┌──
PR #5711, opened 2026-01-19
fix: performance issue with PURL lookups #5710

### LINKED ISSUE #5710: Performance: Missing index on VULNERABLESOFTWARE causes high DB load
### Current Behavior

We are running Dependency-Track v4.13.6 with a dataset of **~26 million rows** in the `VULNERABLESOFTWARE` table. We are experiencing severe performance degradation where PostgreSQL CPU and IO usage hit the limit, causing the application to become unresponsive.

Investigation using `pg_stat_activity` showed that `SELECT` queries targeting `VULNERABLESOFTWARE` get stuck in the `active` state with **`LWLock: BufferMapping`** wait events, indicating heavy heap page thrashing.

### The problematic query

The query performs a lookup by PURL components **and** `VERSION` (ensuring no version ranges are involved via `IS NULL` checks):

```sql
SELECT 'org.dependencytrack.model.VulnerableSoftware' AS "DN_TYPE", ... 
FROM "VULNERABLESOFTWARE" "A0" 
WHERE "A0"."PURL_TYPE" = $1 
  AND "A0"."PURL_NAME" = $2 
  AND "A0"."PURL_NAMESPACE" = $3 
  AND "A0"."VERSION" = $4 
  AND "A0"."VERSIONENDEXCLUDING" IS NULL 
  AND "A0"."VERSIONENDINCLUDING" IS NULL 
  AND "A0"."VERSIONSTARTEXCLUDING" IS NULL 
  AND "A0"."VERSIONSTARTINCLUDING" IS NULL
```

### Root Cause

The existing index `VULNERABLESOFTWARE_PURL_TYPE_NS_NAME_IDX` (`PURL_TYPE`, `PURL_NAMESPACE`, `PURL_NAME`) **does not include the `VERSION` column**.
On a large dataset, PostgreSQL uses the existing index to find all rows for a component (which can be thousands) but must visit the **Heap** for every single row to verify the `VERSION` and `IS NULL` constraints. This causes massive random I/O.

### Workaround/Fix

We manually created a composite index including the `VERSION` column:

```sql
CREATE INDEX CONCURRENTLY "idx_vulnsoft_purl_version_lookup"
ON "VULNERABLESOFTWARE" ("PURL_TYPE", "PURL_NAMESPACE", "PURL_NAME", "VERSION");
```

After creating this index and running `ANALYZE`, the database load dropped to normal levels immediately.

### Steps to Reproduce

1. Run Dependency-Track with a large dataset (e.g., `VULNERABLESOFTWARE` table with > 25M rows).
1. Trigger a workload that performs heavy PURL lookups (e.g., BOM analysis).
1. Monitor PostgreSQL `pg_stat_activity`.
1. Observe that queries filtering by PURL + VERSION are slow and causing high I/O wait.

### Expected Behavior

PURL lookups that specify a concrete `VERSION` should utilize a covering index (or a precise index scan) to avoid scanning the table heap and causing IO contention.

### Dependency-Track Version

4.13.6

Container Image

### Database Server

PostgreSQL

### Database Server Version

14.12

### Browser

N/A

### Checklist

WoozyMasta:
### Description

Added a missing database index on the `VULNERABLESOFTWARE` table to include the `VERSION` column. This significantly improves the performance of PURL lookups (specifically when checking for a concrete version) by enabling Index-Only Scans (or precise Index Scans) and eliminating heavy heap page thrashing (`LWLock: BufferMapping`) on large datasets.

### Addressed Issue

Fixes #5710

### Additional Details

Investigation revealed that the existing index `VULNERABLESOFTWARE_PURL_TYPE_NS_NAME_IDX` does not cover the `VERSION` column. Queries filtering by PURL + VERSION were forced to scan the heap for every row matching the component, leading to extreme I/O and CPU usage on tables with millions of records.

This PR:

1. Adds the `@Index` annotation to the `VulnerableSoftware` entity.
1. Implements an upgrade task (`v4136Updater`) to create the index `VULNERABLESOFTWARE_FULL_PURL_IDX` on existing installations.
1. Supports PostgreSQL, MySQL, MSSQL, and H2.

### Checklist


src/main/java/org/dependencytrack/upgrade/v4136/v4136Updater.java
```diff
@@ -0,0 +1,100 @@
...
+
+/**
+ * Creates an index on VULNERABLESOFTWARE table to optimize PURL lookups with VERSION.
+ * This addresses performance issues when querying by PURL components and VERSION
+ * on large datasets (>25M rows), preventing heap page thrashing.
+ *
+ * @see <a href="https://github.com/DependencyTrack/dependency-track/issues/5710">GitHub Issue</a>
+ * @since 4.13.6
+ */
+public class v4136Updater extends AbstractUpgradeItem {
```
nscuro: Manual migration is not necessary, new indexes are added automatically. Only updating / dropping requires manual migration.

nscuro (changes requested):

src/main/java/org/dependencytrack/upgrade/v4136/v4136Updater.java
WoozyMasta: Done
└──
> **Problem to work on**:
Your task is to quote all of the data word for word.

> **Answer to the exercise**:
PR #5711, opened 2026-01-19
fix: performance issue with PURL lookups #5710

### LINKED ISSUE #5710: Performance: Missing index on VULNERABLESOFTWARE causes high DB load
### Current Behavior

We are running Dependency-Track v4.13.6 with a dataset of **~26 million rows** in the `VULNERABLESOFTWARE` table. We are experiencing severe performance degradation where PostgreSQL CPU and IO usage hit the limit, causing the application to become unresponsive.

Investigation using `pg_stat_activity` showed that `SELECT` queries targeting `VULNERABLESOFTWARE` get stuck in the `active` state with **`LWLock: BufferMapping`** wait events, indicating heavy heap page thrashing.

### The problematic query

The query performs a lookup by PURL components **and** `VERSION` (ensuring no version ranges are involved via `IS NULL` checks):

```sql
SELECT 'org.dependencytrack.model.VulnerableSoftware' AS "DN_TYPE", ... 
FROM "VULNERABLESOFTWARE" "A0" 
WHERE "A0"."PURL_TYPE" = $1 
  AND "A0"."PURL_NAME" = $2 
  AND "A0"."PURL_NAMESPACE" = $3 
  AND "A0"."VERSION" = $4 
  AND "A0"."VERSIONENDEXCLUDING" IS NULL 
  AND "A0"."VERSIONENDINCLUDING" IS NULL 
  AND "A0"."VERSIONSTARTEXCLUDING" IS NULL 
  AND "A0"."VERSIONSTARTINCLUDING" IS NULL
```

### Root Cause

The existing index `VULNERABLESOFTWARE_PURL_TYPE_NS_NAME_IDX` (`PURL_TYPE`, `PURL_NAMESPACE`, `PURL_NAME`) **does not include the `VERSION` column**.
On a large dataset, PostgreSQL uses the existing index to find all rows for a component (which can be thousands) but must visit the **Heap** for every single row to verify the `VERSION` and `IS NULL` constraints. This causes massive random I/O.

### Workaround/Fix

We manually created a composite index including the `VERSION` column:

```sql
CREATE INDEX CONCURRENTLY "idx_vulnsoft_purl_version_lookup"
ON "VULNERABLESOFTWARE" ("PURL_TYPE", "PURL_NAMESPACE", "PURL_NAME", "VERSION");
```

After creating this index and running `ANALYZE`, the database load dropped to normal levels immediately.

### Steps to Reproduce

1. Run Dependency-Track with a large dataset (e.g., `VULNERABLESOFTWARE` table with > 25M rows).
1. Trigger a workload that performs heavy PURL lookups (e.g., BOM analysis).
1. Monitor PostgreSQL `pg_stat_activity`.
1. Observe that queries filtering by PURL + VERSION are slow and causing high I/O wait.

### Expected Behavior

PURL lookups that specify a concrete `VERSION` should utilize a covering index (or a precise index scan) to avoid scanning the table heap and causing IO contention.

### Dependency-Track Version

4.13.6

Container Image

### Database Server

PostgreSQL

### Database Server Version

14.12

### Browser

N/A

### Checklist

WoozyMasta:
### Description

Added a missing database index on the `VULNERABLESOFTWARE` table to include the `VERSION` column. This significantly improves the performance of PURL lookups (specifically when checking for a concrete version) by enabling Index-Only Scans (or precise Index Scans) and eliminating heavy heap page thrashing (`LWLock: BufferMapping`) on large datasets.

### Addressed Issue

Fixes #5710

### Additional Details

Investigation revealed that the existing index `VULNERABLESOFTWARE_PURL_TYPE_NS_NAME_IDX` does not cover the `VERSION` column. Queries filtering by PURL + VERSION were forced to scan the heap for every row matching the component, leading to extreme I/O and CPU usage on tables with millions of records.

This PR:

1. Adds the `@Index` annotation to the `VulnerableSoftware` entity.
1. Implements an upgrade task (`v4136Updater`) to create the index `VULNERABLESOFTWARE_FULL_PURL_IDX` on existing installations.
1. Supports PostgreSQL, MySQL, MSSQL, and H2.

### Checklist


src/main/java/org/dependencytrack/upgrade/v4136/v4136Updater.java
```diff
@@ -0,0 +1,100 @@
...
+
+/**
+ * Creates an index on VULNERABLESOFTWARE table to optimize PURL lookups with VERSION.
+ * This addresses performance issues when querying by PURL components and VERSION
+ * on large datasets (>25M rows), preventing heap page thrashing.
+ *
+ * @see <a href="https://github.com/DependencyTrack/dependency-track/issues/5710">GitHub Issue</a>
+ * @since 4.13.6
+ */
+public class v4136Updater extends AbstractUpgradeItem {
```
nscuro: Manual migration is not necessary, new indexes are added automatically. Only updating / dropping requires manual migration.

nscuro (changes requested):

src/main/java/org/dependencytrack/upgrade/v4136/v4136Updater.java
WoozyMasta: Done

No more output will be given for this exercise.